ACTIVITY =
Your answer should be the records below, repeated exactly as they stand.

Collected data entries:
══════

PR #1691, opened 2020-11-09
[no ticket] experiment to see if moving to java 11 works

Qi77Qi:

---

In all cases:


Qi77Qi:
jenkins retest

rtitle:
Maybe want to update https://github.com/DataBiosphere/leonardo/blob/develop/.github/workflows/unit_test.yml#L25 and https://github.com/DataBiosphere/leonardo/blob/develop/docker/build.sh#L150 so it actually compiles with jdk11?

I feel like these classes were removed in >8, so I wonder if compilation would fail: https://github.com/DataBiosphere/leonardo/blob/develop/http/src/main/scala/org/broadinstitute/dsde/workbench/leonardo/dns/JupyterNameService.scala#L9

Good find on `-Djdk.net.hosts.file`, I wonder if there is a way to make that work. The challenge is we need to dynamically update the host -> IP mapping based on runtimes in the DB. We currently do it via an in-memory cache, but would be a bit harder if we need to use an external file.

Qi77Qi:
jenkins retest

rtitle:
Yeah I think compilation is failing because these classes were removed in jdk9:
```
[error] /home/runner/work/leonardo/leonardo/http/src/main/scala/org/broadinstitute/dsde/workbench/leonardo/dns/JupyterNameService.scala:9:20: object nameservice is not a member of package sun.net.spi
[error] import sun.net.spi.nameservice.{NameService, NameServiceDescriptor}
```
So I think we need a new mechanism for the Leo -> Jupyter DNS mapping (maybe dynamically updating the `hosts_file` somehow?)

Qi77Qi:
@rtitle yea these classes are removed. There's `java.net.InetAddress.NameService` looks the same as `sun.net.spi.nameservice.NameService`, but it's private.

Is `JupyterNameService` only used for resolving jupyter runtimes? just wonder if there's another way (say similar to how galaxy is resolved) to do this instead of using a custom nameservice provider

rtitle:
It's used by all proxy connections, so all types of runtimes and Galaxy apps use it (I guess it's a little mis-named).

It's basically used to "spoof" a DNS entry, e.g. make a hostname `1234.jupyter-dev.firecloud.org` resolve to the actual IP of the runtime. We need the spoofed DNS name in order to match the wildcard SSL cert.

It sounds like we could also achieve this by putting these host -> IP mappings in the `hosts_file`, but `NameService` was nice since we could do it all in memory in the JVM (no need to write to an external file).

rtitle:
Going to close in favor of https://github.com/DataBiosphere/leonardo/pull/2002

PR #1703, opened 2020-11-16
IA-697: adding Rstudio smoke test

xuscrbw:
Added a RStudio object and RStudioPage class to help run the test.
Right now, this WIP only has a generic: open the proxy, set a value to a variable, verify the variable shows under the Global Environment section.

══════

ANSWER FOR THE TASK =
PR #1691, opened 2020-11-09
[no ticket] experiment to see if moving to java 11 works

Qi77Qi:

---

In all cases:


Qi77Qi:
jenkins retest

rtitle:
Maybe want to update https://github.com/DataBiosphere/leonardo/blob/develop/.github/workflows/unit_test.yml#L25 and https://github.com/DataBiosphere/leonardo/blob/develop/docker/build.sh#L150 so it actually compiles with jdk11?

I feel like these classes were removed in >8, so I wonder if compilation would fail: https://github.com/DataBiosphere/leonardo/blob/develop/http/src/main/scala/org/broadinstitute/dsde/workbench/leonardo/dns/JupyterNameService.scala#L9

Good find on `-Djdk.net.hosts.file`, I wonder if there is a way to make that work. The challenge is we need to dynamically update the host -> IP mapping based on runtimes in the DB. We currently do it via an in-memory cache, but would be a bit harder if we need to use an external file.

Qi77Qi:
jenkins retest

rtitle:
Yeah I think compilation is failing because these classes were removed in jdk9:
```
[error] /home/runner/work/leonardo/leonardo/http/src/main/scala/org/broadinstitute/dsde/workbench/leonardo/dns/JupyterNameService.scala:9:20: object nameservice is not a member of package sun.net.spi
[error] import sun.net.spi.nameservice.{NameService, NameServiceDescriptor}
```
So I think we need a new mechanism for the Leo -> Jupyter DNS mapping (maybe dynamically updating the `hosts_file` somehow?)

Qi77Qi:
@rtitle yea these classes are removed. There's `java.net.InetAddress.NameService` looks the same as `sun.net.spi.nameservice.NameService`, but it's private.

Is `JupyterNameService` only used for resolving jupyter runtimes? just wonder if there's another way (say similar to how galaxy is resolved) to do this instead of using a custom nameservice provider

rtitle:
It's used by all proxy connections, so all types of runtimes and Galaxy apps use it (I guess it's a little mis-named).

It's basically used to "spoof" a DNS entry, e.g. make a hostname `1234.jupyter-dev.firecloud.org` resolve to the actual IP of the runtime. We need the spoofed DNS name in order to match the wildcard SSL cert.

It sounds like we could also achieve this by putting these host -> IP mappings in the `hosts_file`, but `NameService` was nice since we could do it all in memory in the JVM (no need to write to an external file).

rtitle:
Going to close in favor of https://github.com/DataBiosphere/leonardo/pull/2002

PR #1703, opened 2020-11-16
IA-697: adding Rstudio smoke test

xuscrbw:
Added a RStudio object and RStudioPage class to help run the test.
Right now, this WIP only has a generic: open the proxy, set a value to a variable, verify the variable shows under the Global Environment section.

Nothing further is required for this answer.